Reagan’s candidacy was another key turning point. Carter had interrupted the Republican dominance with his post-Watergate victory in 1976, but economic stagnation set in, along with a sharp rise in energy costs. Carter was trapped between his party’s reflexive responses, which included a harsh “windfall profits tax” on oil companies, and his own business experience, which led him to generally favor a lighter regulatory touch. Reagan had no such ambivalence. He asked for a mandate to get the government out of the way of economic recovery, and he got it - in a race that, until the final weeks, Democrats did not think they were in much danger of losing.
There is a very small pool of truly uncommitted voters in this year’s election, and only a handful of swing states will decide the outcome. The winner of this campaign will be the one who best motivates his own supporters to get out and vote. A big part of that strategy is to hammer your opponent, not because you expect to persuade his supporters to back you instead, but merely to diminish their enthusiasm so they stay home. Both sides will engage in this tactic. Romney will try to insulate himself by keeping the focus on Obama’s record in office; Ryan, as a leader of congressional opposition to Obama, helps him do this.

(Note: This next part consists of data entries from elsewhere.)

PR #13660, opened 2025-11-24
fix: only api aware fields should be selectable in import export prof…

### LINKED ISSUE #13476: Import/Export - api aware fields not should be selectable for profiles

DennisGarding:
Closes: #13476 

Only API aware fields should be usable in an Import/Export profile

Each field is by default available in the Admin-Api. Only if explicit called `)->removeFlag(...)` is it not Api-Aware


src/Administration/Resources/app/administration/src/core/data/entity-definition.data.ts
```diff
@@ -8,6 +8,8 @@ export interface Property {
         primary_key?: boolean;
         required?: boolean;
         translatable?: boolean;
+        read_protected?: Array<string>;
```
MalteJanz: I think it's not only about the field flags, we also have stuff like this:
https://github.com/shopware/shopware/blob/14370aceb0a5fb70f1c867ae3ade9580e94cf50f/src/Core/System/User/UserDefinition.php#L74-L77

where the whole entity is basically write protected 🤔

larskemper: +1 we should only filter api aware fields

DennisGarding: Currently, its an API aware filter. If you add API aware to the field, the property `read_protected` contains an array with the API. (Storefront, Admin) I don't know why its like this. The write protection i can find in `write_protected`

image

image

So you think, i should also filter out write_protected fields with scope?

larskemper: what we mean is that read-/write protection != api aware. They seem to be separate flags, so api aware fields are all read protected but not all read protected fields are api aware, right?

MalteJanz: Yes, I would suggest filtering `write_protected` fields as well. 

@larskemper the `ApiAware` field flag should basically show up here as `read_protected`, if I understand it correctly:
https://github.com/shopware/shopware/blob/02c2aa9151898c09009b4ef3832ba5573cf3200b/src/Core/Framework/DataAbstractionLayer/Field/Flag/ApiAware.php#L74

Looks like there is no `ReadProtected` field flag, not sure if there was ever one. But a `WriteProtected` flag exists, which we should also consider as import is writing data:
https://github.com/shopware/shopware/blob/14370aceb0a5fb70f1c867ae3ade9580e94cf50f/src/Core/Framework/DataAbstractionLayer/Field/Flag/WriteProtected.php#L34

And then there is the additional concept of defining protections for a whole entity definition, which I meant with my above comment (`WriteProtected` vs `WriteProtection`). So we should also check if this:
https://github.com/shopware/shopware/blob/14370aceb0a5fb70f1c867ae3ade9580e94cf50f/src/Core/System/User/UserDefinition.php#L74-L77

makes each field `write_protected` or if it needs to be checked differently. I guess it's a different thing on entity level 🤔 
https://github.com/shopware/shopware/blob/14370aceb0a5fb70f1c867ae3ade9580e94cf50f/src/Core/Framework/Api/ApiDefinition/Generator/EntitySchemaGenerator.php#L103-L133

DennisGarding: > what we mean is that read-/write protection != api aware. They seem to be separate flags, so api aware fields are all read protected but not all read protected fields are api aware, right?

I think it is not complete correct. If you add API-Aware, you got the following array 
```
read_protected: [
	0: [
		0: "Shopware\\Core\\Framework\\Api\\Context\\AdminApiSource"
		1: "Shopware\\Core\\Framework\\Api\\Context\\SalesChannelApiSource"
	]
] 
```
But it seems to work like a white list. The other way around with `write_protected` :shrug:

jozsefdamokos: How can we handle write protected fields that are not read protected? should they be selectable in the profile?

src/Core/Checkout/Customer/CustomerDefinition.php
```diff
@@ -14,6 +14,9 @@
 use Shopware\Core\Content\Product\Aggregate\ProductReview\ProductReviewDefinition;
 use Shopware\Core\Framework\Context;
 use Shopware\Core\Framework\DataAbstractionLayer\EntityDefinition;
+use Shopware\Core\Framework\DataAbstractionLayer\EntityProtection\EntityProtectionCollection;
+use Shopware\Core\Framework\DataAbstractionLayer\EntityProtection\ReadProtection;
+use Shopware\Core\Framework\DataAbstractionLayer\EntityProtection\WriteProtection;
```
MalteJanz: I guess this is a leftover from manual testing?

src/Administration/Resources/app/administration/src/module/sw-import-export/component/sw-import-export-entity-path-select/index.js
```diff
@@ -422,6 +414,37 @@ export default {
...
+            const definition = Shopware.EntityDefinition.get(this.currentEntity);
+            if (definition.readProtected || definition.writeProtected) {
+                return  {
+                    properties: {},
+                };
+            }
+
+            // Filter out properties which are not AdminApiSourceAware
+            const properties = definition.filterProperties((property) => {
+                const length = property?.flags?.read_protected?.length || 0;
```
MalteJanz: what about the `write_protected` field flag? We should check the same for that, as I mentioned in my previous comment: https://github.com/shopware/shopware/pull/13660#discussion_r2558830474

src/Administration/Resources/app/administration/src/module/sw-import-export/component/sw-import-export-entity-path-select/index.js
```diff
@@ -422,6 +414,37 @@ export default {
...
 
     methods: {
+        getDefinition(isCustomField) {
+            if (isCustomField) {
+                return  {
+                    properties: this.getCustomFields(this.currentEntity || this.entityType),
+                };
+            }
+
+            // if entity is read or write protected, do not provide any property
```
MalteJanz, line 424: This sounds like you will not get any property suggestions for these protected entities. Have you tested it in practice?

Because that is exactly what we don't want. e.g.:
- imagine `product_manufacturer` is `readProtected` and we build a import / export profile for `product`
- when entering `product.` you shouldn't see the `manufacturer` association at all, because you can't access any of it's properties
- this comment and code reads like you still get `product.manufacturer` suggested, but `product.manufacturer.` doesn't give you any properties, so you might think just putting `product.manufacturer` there, but that is wrong and will cause errors, as our code can't export a whole entity in a single column.

MalteJanz (changes requested):

src/Administration/Resources/app/administration/src/module/sw-import-export/component/sw-import-export-entity-path-select/index.js
DennisGarding: Yes, thats where i am currently on. But we cannot make the same check because `write_protected` has no default. I just can check for an API if its there,

src/Administration/Resources/app/administration/src/module/sw-import-export/component/sw-import-export-entity-path-select/index.js
DennisGarding: :thinking: Thats what we discussed in the daily!

src/Administration/Resources/app/administration/src/module/sw-import-export/component/sw-import-export-entity-path-select/index.js
```diff
@@ -431,13 +431,31 @@ export default {
...
+                }
+
+                if (readProtectedLength === 0) {
                     return false;
                 }
 
                 const awareKey = 'Shopware\\Core\\Framework\\Api\\Context\\AdminApiSource';
-                return !!property?.flags?.read_protected[0]?.includes(awareKey);
+                if (!property?.flags?.read_protected[0]?.includes(awareKey)) {
+                    return false;
```
MalteJanz: A test for all of this would be nice, ~~I'm not totally sure if this condition is correct 🤔~~ Nevermind you are already early returning if the array is empty. But wouldn't an empty `read_protected` array mean this property isn't protected and thus you should return `true` to keep it in the array?

In any case tests for this would make it a lot clearer

Also is this PR ready for review or still a draft? Because you requested my review again 😅

DennisGarding: Yes, tests coming now :smiley: Thats why the PR is still draft. 

> But wouldn't an empty read_protected array mean this property isn't protected and thus you should return true to keep it in the array?

No, because if it is empty, no one should be able to read it. Its an "Allow list".

> Also is this PR ready for review or still a draft? Because you requested my review again 😅

I just wanted to get other opinions before I write tests. Otherwise, it ends in a lot more work.

src/Administration/Resources/app/administration/src/core/data/entity-definition.data.ts
```diff
@@ -51,9 +51,20 @@ export default class EntityDefinition<EntityName extends keyof EntitySchema.Enti
...
     readonly properties: Properties;
 
-    constructor({ entity, properties }: { entity: Entity<EntityName>; properties: Properties }) {
-        this.entity = entity;
-        this.properties = properties;
+    readonly readProtected: boolean;
+
+    readonly writeProtected: boolean;
+
+    constructor(schema: {
```
larskemper: actually you don't have to use the brackets as it seems

```suggestion
    constructor({
        entity,
        properties,
        'read-protected': readProtected,
        'write-protected': writeProtected,
    }: {
        entity: Entity<EntityName>;
        properties: Properties;
        'read-protected': boolean;
        'write-protected': boolean;
    }) {
        this.entity = entity;
        this.properties = properties;
        this.readProtected = readProtected;
        this.writeProtected = writeProtected;
    }
```

src/Administration/Resources/app/administration/src/module/sw-import-export/component/sw-import-export-entity-path-select/index.js
```diff
@@ -422,6 +414,55 @@ export default {
...
+            // if entity is read or write protected, do not provide any property
+            const definition = Shopware.EntityDefinition.get(this.currentEntity);
+            if (definition.readProtected || definition.writeProtected) {
+                return  {
+                    properties: {},
+                };
+            }
+
+            // Filter out properties which are not AdminApiSourceAware
+            const properties = definition.filterProperties((property) => {
```
jozsefdamokos: You could move some logic out into helper methods, for example the filtering, makes it a bit more readable

src/Administration/Resources/app/administration/src/module/sw-import-export/component/sw-import-export-entity-path-select/index.js
```diff
@@ -422,6 +414,59 @@ export default {
...
+            // if entity is read or write protected, do not provide any property
+            const definition = Shopware.EntityDefinition.get(this.currentEntity);
+            if (definition.readProtected || definition.writeProtected) {
+                return {
+                    properties: {},
+                };
+            }
+
+            // Filter out properties which are not AdminApiSourceAware
+            const properties = definition.filterProperties((property) => {
```
larskemper:
```suggestion
            const properties = definition.filterProperties(this.propertyFilter);
```

src/Administration/Resources/app/administration/src/module/sw-import-export/component/sw-import-export-entity-path-select/index.js
```diff
@@ -422,6 +414,59 @@ export default {
...
+            if (!property?.flags?.read_protected[0]?.includes(awareKey)) {
+                return false;
+            }
+
+            const writeProtectedLength = property?.flags?.write_protected?.length || 0;
+            if (writeProtectedLength !== 0) {
+                return false;
+            }
+
+            return true;
```
larskemper:
```suggestion
            return writeProtected === 0;
```

src/Administration/Resources/app/administration/src/module/sw-import-export/component/sw-import-export-entity-path-select/index.js
```diff
@@ -422,6 +414,59 @@ export default {
...
+            }
+
+            if (readProtectedLength === 0) {
+                return false;
+            }
+
+            const awareKey = 'Shopware\\Core\\Framework\\Api\\Context\\AdminApiSource';
+            if (!property?.flags?.read_protected[0]?.includes(awareKey)) {
+                return false;
+            }
```
larskemper: maybe it makes sense to not make it dependent to the complete namespace

```suggestion
            if (!property?.flags?.read_protected?.[0]?.some((key) => key.split('\\').pop() === 'AdminApiSource')) {
                return false;
            }
```

larskemper (approved):

src/Administration/Resources/app/administration/src/module/sw-import-export/component/sw-import-export-entity-path-select/index.js
MalteJanz: Inside the suggest `.some` lambda, you could also use [endsWith](https://developer.mozilla.org/en-US/docs/Web/JavaScript/Reference/Global_Objects/String/endsWith) instead of the string splitting and popping the end of

src/Administration/Resources/app/administration/src/module/sw-import-export/component/sw-import-export-entity-path-select/sw-import-export-entity-path-select.spec.js
```diff
@@ -1141,4 +1141,33 @@ describe('module/sw-import-export/components/sw-import-export-entity-path-select
...
+
+        const pathSelection = wrapper.find('.sw-import-export-entity-path-select__selection-input');
+        await pathSelection.trigger('click');
+        await flushPromises();
+
+        const possibleSelectionResult = wrapper.findAll('.sw-select-result').map((element) => element.text());
+
+        expect(possibleSelectionResult).not.toContain('password');
+        expect(possibleSelectionResult).not.toContain('legacyPassword');
+        expect(possibleSelectionResult).not.toContain('legacyEncoder');
```
MalteJanz, line 1161: Nitpick, would be nice if you add at least one positive check here as well, so that there are at least some possible selection for `customer`, either by checking the array count or for some field that is unlikely to change like `email`

MalteJanz (approved):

The Obama campaign had a pretty good month in July by pressing attacks on Romney’s wealth, his business track record and his taxes. If it could, the Obama team would happily spend every day from now to November discussing what might have been on Romney’s Form 1040 for 2003, rather than the current state of the U.S. economy, the federal budget or the national debt.
Ryan’s selection will not change the Obama strategy, other than to broaden it to claim that the soft-spoken, bookish, deeply informed congressman from small-town Wisconsin is a radical who wants to “end Medicare as we know it.” This happens to be true - because Medicare as we know it is a few years away from falling apart due to Obamacare budget cuts and runaway costs.
But Ryan’s presence on the ticket will tend to keep the conversation on matters of substance, because he is a substantial sort of guy. And it may blunt Democratic charges that Romney pushes his economic and tax policies to benefit rich and privileged people like himself. Ryan favors those same policies, and his wealth, family background and standard of living are not unusual at all.
Will the selection of Ryan really matter? It’s too soon to say. But it might, and from Romney’s perspective, it almost certainly will not hurt.